4. $R^2$ and sample size last. They contextualize the result; they rarely drive the answer.

Then write your interpretation as one disciplined sentence: "Holding the other regressors fixed, a one percent increase in price is associated with a $\beta_1$ percent decrease in quantity demanded." Practice this scan on real output until a full table takes you under two minutes. That speed is what frees up time for the proof questions.

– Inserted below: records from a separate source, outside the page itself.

PR #656, opened 2022-12-28
[PATCH] Preserve Window Position with Proced

dickmao:


dickmao:
Hi,

This patch fixes a minor issue with proced buffers.  Previously, the window
position would be set to the start of the buffer when a proced buffer was
updated and it was not displayed in the selected window.  To reproduce:

(require 'proced)
(setq-default proceed-auto-update-flag t)
(M-x proced)

Move down to the next process, then change to a different window, and wait
a bit.  You should see the point in the proced buffer move back to the
beginning of the buffer. A similar issue occurs when the proced buffer is
not displayed in any window.

This patch addresses this by setting the window point (if applicable)
whenever a proced buffer is updated, and the second issue by not updating a
proced buffer if it is not displayed in any window.

I tried to add a test for this, but for example this:

(ert-deftest proced-update-preserves-point-test ()
  (proced--within-buffer
   'medium
   'user
   (proced--move-to-column "PID")
   (let ((point (window-point))
         (window (split-window)))
     (select-window window)
     (bury-buffer)
     (with-current-buffer "*Proced*"
       (proced-update t t))
     (switch-to-buffer "*Proced*")
     (should (= point (window-point))))))

passes even without this patch (though if I step through it with
edebug-defun it fails as expected).

Thanks, Laurence

dickmao:
> Date: Wed, 28 Dec 2022 15:55:20 +0000
> 
> This patch addresses this by setting the window point (if applicable) whenever a proced buffer is updated,
> and the second issue by not updating a proced buffer if it is not displayed in any window.

I don't think I like the solution for the second issue, since it is a
backward-incompatible change.  It is not at all obvious that not
updating a proced buffer which isn't shown in a window is TRT.

Why cannot we simply save and restore point across updates?  If the
old value of point ends up in a slightly different position (because
many processes have died, for example), that is not a disaster.

Alternatively, record the process on whose line point was before the
update, and try to find the same process after update.

dickmao:
> I don't think I like the solution for the second issue, since it is a
> backward-incompatible change.  It is not at all obvious that not
> updating a proced buffer which isn't shown in a window is TRT.

Fair enough, I'll revert this and try and think of another solution.

> Alternatively, record the process on whose line point was before the
> update, and try to find the same process after update.

I believe this is currently what proced-update tries to do, it works as
expected when an update occurs and the buffer is displayed in the selected
window (so if the process your point is on moves down a row, the point will
follow), but when the buffer is not displayed in the selected window, I
find the point is always reset to the beginning of the buffer regardless of
the process which was under point prior to the update.  In the end of
proced-update, the patch sets all the window points to the new buffer point
(recently set by proced-update to reflect the position of the new process),
similar to what append-to-buffer does, if that makes sense.

dickmao:
> Date: Wed, 28 Dec 2022 20:30:41 +0000
> Cc: 60381@debbugs.gnu.org
> 
> > Alternatively, record the process on whose line point was before the
> > update, and try to find the same process after update.
> 
> I believe this is currently what proced-update tries to do, it works as expected when an update occurs and
> the buffer is displayed in the selected window (so if the process your point is on moves down a row, the
> point will follow), but when the buffer is not displayed in the selected window, I find the point is always reset
> to the beginning of the buffer regardless of the process which was under point prior to the update.

This sounds like some kind of bug, or perhaps we have some knob to
control this behavior.  So I think you should investigate why the
difference between selected and non-select windows, and why a buffer
that is not displayed behaves like that.  When you find the reason(s),
we could discuss possible solutions.  The solutions you describe (both
of them, actually) sound like workarounds to me: we let Emacs do
whatever nonsensical thing it does, and the correct the results.  It
is better to find a way of avoiding the wrong behavior in the first
place.

Btw, the variable switch-to-buffer-preserve-window-point may have
something to do with at least some of the behaviors you see.

Thanks.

The failure modes that show up every semester

A few mistakes account for a remarkable share of lost marks:

• Memorizing formulas without knowing when assumptions break. Quoting the Gauss-Markov theorem earns nothing if you cannot spot heteroskedasticity in a scenario about income and spending.
• Confusing statistical and economic significance. A tiny coefficient can be highly significant in a large sample; say which kind of significance the question is asking about.
• Unit slips in log models. Forgetting the factor of 100 in a log-level interpretation is the single most common applied error.
• Dummy variable confusion. Always state the reference category; a coefficient on a dummy is a comparison, not a level.
• Hand-waving omitted variable bias. The direction of the bias depends on the sign of the omitted variable's effect on $y$ and its correlation with the included regressor. Work the sign out explicitly; do not guess.

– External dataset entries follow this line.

PR #660, opened 2023-01-04
29.0.60; ERC 5.5: erc-track should account for killed buffers

dickmao:


dickmao:
Tags: patch

Case 1

  - From emacs -Q, do an M-x erc.
  - Join a channel, but stay in the server buffer.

Definitions, assumptions, and interpretation rules are classic retrieval-practice material. Putting them on spaced-repetition flashcards in the weeks before the exam keeps them available under pressure, and the underlying statistical machinery — distributions, tests, p-values — overlaps heavily with our statistics flashcard sets. For the broader evidence on why self-testing outperforms review, see our guide to practice testing.

The week before the exam

Keep it simple. Alternate days between theory and application: one day re-deriving the unbiasedness proof and the assumption table from memory, the next day working timed applied questions on regression output. Two or three days out, sit one full past paper under exam conditions — timed, closed book, no pausing. The point is not the score; it is finding out where you hesitate while there is still time to fix it.

The bottom line

Econometrics exams test two skills: deriving estimator properties and interpreting regression output, both under time pressure. Triage your material around estimator properties, the Gauss-Markov assumptions, hypothesis testing, and log interpretations. Then spend your hours working problems from a blank page rather than re-reading notes — the evidence on practice testing is decisive, and in this subject the gap between recognizing a derivation and reproducing one is exactly where exams are won and lost.